Molly Jong-Fast Says World's Women Aren't Oppressed, Feminism Is A Luxury Problem

For starters, Erica Jong’s new anthology ‘Sugar in My Bowl’ boosts a bevy of ‘good girl writers’ as Salon’s Tracy Clarke-Flory calls them.

It isn’t common for serious female writers — the sort who write about respectable issues like politics and poverty — to dip their toes into that piranha-infested lake of personal judgment and criticism. Just as good girls don’t talk about sex, good-girl writers don’t write about sex. Not only can it be devastating personally, but it can also earn you a professional reputation as a chick lit author or, worse, a sex writer.

Jong reports that at least half a dozen contributors to her book wouldn’t say ‘yes’ until their partners agreed. Luckily — or not, depending on your view of the writing — several well-known, serious-stuff women writers contributed. The focus changed, however, away from Erica Jong’s original intention which was a series of essays strictly focused on the ‘best sex I ever had’.

Ariel Levy, author of ‘Female Chauvinist Pigs’, a polemic against Paris Hilton and America’s Barbie doll culture that objectifies women even more today than in the 1970s, does write about the first time she had sex. But the topics run far afield, even into sexual anatomy talk for children.

Don’t buy the book looking for an erotic read.

In Jong’s introduction to the book she quotes contributor Daphne Merkin, a writer for the New York Times Magazine, who is no stranger to self-exposure: “The sexual arena is so often treated as laughable or minor when in truth it is often serious and major.”

This is now I see the subject, too. Reading more comments from daughter Molly Jong-Fast, I’m becoming more incredulous by the minute.

Salon earlier excerpted Molly Jong-Fast’s essay Being a prude in a family of libertines.
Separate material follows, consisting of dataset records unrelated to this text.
PR #2226, opened 2022-12-29
add a mission feasibility check section

sfuhrer:
Mainly driven by the takeoff/landing requirement changes that came in with https://github.com/PX4/PX4-Autopilot/pull/20588

### DIFF
--- a/en/config/safety.md
+++ b/en/config/safety.md
@@ -230,7 +230,7 @@ Parameter | Description
 A number of checks are run to ensure that a mission can only be started if it is _feasible_.
 For example, the checks ensures that the first waypoint isn't too far away, and that the mission flight path doesn't conflict with any geofences.
 
-As these are not strictly speaking "failsafes" they are documented in [Flying > Mission> Mission Feasibility Checks](../flying/missions.html#mission-feasibility-checks).
+As these are not strictly speaking "failsafes" they are documented in [Mission Mode > Mission Feasibility Checks](../flight_modes/mission.md#mission-feasibility-checks).
 
 ### Traffic Avoidance Failsafe
 
--- a/en/config/safety.md
+++ b/en/config/safety.md
@@ -225,6 +225,12 @@ Parameter | Description
 [COM_OBL_ACT](../advanced_config/parameter_reference.md#COM_OBL_ACT) | Failsafe action if no RC is available: Land mode, Hold mode, Return mode.
 [COM_OBL_RC_ACT](../advanced_config/parameter_reference.md#COM_OBL_RC_ACT) | Failsafe action if RC is available: Position mode, Altitude mode, Manual mode, Return mode, Land mode, Hold mode.
 
+### Mission Feasibility Checks
+
+A number of checks are run to ensure that a mission can only be started if it is _feasible_.
+For example, the checks ensures that the first waypoint isn't too far away, and that the mission flight path doesn't conflict with any geofences.
+
+As these are not strictly speaking "failsafes" they are documented in [Flying > Mission> Mission Feasibility Checks](../flying/missions.html#mission-feasibility-checks).
 
 ### Traffic Avoidance Failsafe
 
--- a/en/config/safety.md
+++ b/en/config/safety.md
@@ -226,19 +226,6 @@ Parameter | Description
 [COM_OBL_RC_ACT](../advanced_config/parameter_reference.md#COM_OBL_RC_ACT) | Failsafe action if RC is available: Position mode, Altitude mode, Manual mode, Return mode, Land mode, Hold mode.
 
 
-### Mission Failsafe
-
-The Mission Failsafe checks prevent a previous mission being started at a new takeoff location or if it is too big (distance between waypoints is too great).
-The failsafe action is that the mission will not be run.
-
-The relevant parameters are shown below:
-
-Parameter | Description
---- | ---
-[MIS_DIST_1WP](../advanced_config/parameter_reference.md#MIS_DIST_1WP) | The mission will not be started if the current waypoint is more distant than this value from the home position. Disabled if value is 0 or less.
-[MIS_DIST_WPS](../advanced_config/parameter_reference.md#MIS_DIST_WPS) | The mission will not be started if any distance between two subsequent waypoints is greater than this value.
-
-
 ### Traffic Avoidance Failsafe
 
 The Traffic Avoidance Failsafe allows PX4 to respond to transponder data (e.g. from [ADSB transponders](../advanced_features/traffic_avoidance_adsb.md)) during missions.
--- a/en/flight_modes/mission.md
+++ b/en/flight_modes/mission.md
@@ -6,11 +6,11 @@
 The mission is typically created and uploaded with a Ground Control Station (GCS) application like [QGroundControl](https://docs.qgroundcontrol.com/master/en/) (QGC).
 
 :::note
-* This mode requires 3d position information (e.g. GPS).
-* The vehicle must be armed before this mode can be engaged.
-* This mode is automatic - no user intervention is *required* to control the vehicle.
-* RC control switches can be used to change flight modes on any vehicle.
-* RC stick movement in a multicopter (or VTOL in multicopter mode) will [by default](#COM_RC_OVERRIDE) change the vehicle to [Position mode](../flight_modes/position_mc.md) unless handling a critical battery failsafe.
+- This mode requires 3d position information (e.g. GPS).
+- The vehicle must be armed before this mode can be engaged.
+- This mode is automatic - no user intervention is *required* to control the vehicle.
+- RC control switches can be used to change flight modes on any vehicle.
+- RC stick movement in a multicopter (or VTOL in multicopter mode) will [by default](#COM_RC_OVERRIDE) change the vehicle to [Position mode](../flight_modes/position_mc.md) unless handling a critical battery failsafe.
 :::
 
 ## Description
@@ -28,13 +28,15 @@ Missions are uploaded onto a SD card that needs to be inserted **before** bootin
 At high level all vehicle types behave in the same way when MISSION mode is engaged:
 
 1. If no mission is stored, or if PX4 has finished executing all mission commands, or if the [mission is not feasible](#mission-feasibility-checks):
-   * If flying the vehicle will loiter.
-   * If landed the vehicle will "wait".
+
+   - If flying the vehicle will loiter.
+   - If landed the vehicle will "wait".
 1. If a mission is stored and PX4 is flying it will execute the [mission/flight plan](../flying/missions.md) from the current step.
+   - On copters PX4 will treat a takeoff item as a normal waypoint if already flying.
 1. If a mission is stored and PX4 is landed:
-   * On copters PX4 will execute the [mission/flight plan](../flying/missions.md).
+   - On copters PX4 will execute the [mission/flight plan](../flying/missions.md).
      If the mission does not have a `TAKEOFF` command then PX4 will fly the vehicle to the minimum altitude before executing the remainder of the flight plan from the current step.
-   * On fixed-wing vehicles PX4 will not automatically take off (the autopilot will detect the lack of movement and set the throttle to zero).
+   - On fixed-wing vehicles PX4 will not automatically take off (the autopilot will detect the lack of movement and set the throttle to zero).
      The vehicle may start executing the mission if hand- or catapult- launched while in mission mode.
 1. You can manually change the current mission command by selecting it in *QGroundControl*.
 
@@ -59,12 +61,12 @@ We recommend you centre the control sticks before switching to any other mode.
 :::
  
 For more information about mission planning, see:
-* [Mission Planning](../flying/missions.md)
-* [Plan View](https://docs.qgroundcontrol.com/master/en/PlanView/PlanView.html) (*QGroundControl* User Guide)
+- [Mission Planning](../flying/missions.md)
+- [Plan View](https://docs.qgroundcontrol.com/master/en/PlanView/PlanView.html) (*QGroundControl* User Guide)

I imagine it would be pretty crazy being Erica Jong’s daughter, but I have a great sense that positive sexuality and responsible pleasure is of little interest to Jong-Fast.  And that is a shame.

As an example, Erica Jong and daughter Molly are interviewed in New York Magazine.

E.J.: I married my first lover.

M.J.F.:Ugghhh. Lover? Lover is a disgusting word. It makes me want to throw up. It’s a Plato’s Retreat word. This idea of commitment, that was something I had to learn. It was not something my mother’s generation was aware of.

Wow! ‘Lover’ is a disgusting word. This girl sounds like the daughter of Phyllis Schlafly. I can imagine that it was very challenging to grow up as Erica Jong’s daughter. Perhaps even I would have found the lifestyle a bit over the top. But to say that ‘lover’ is a disgusting word. That’s sad and so very American.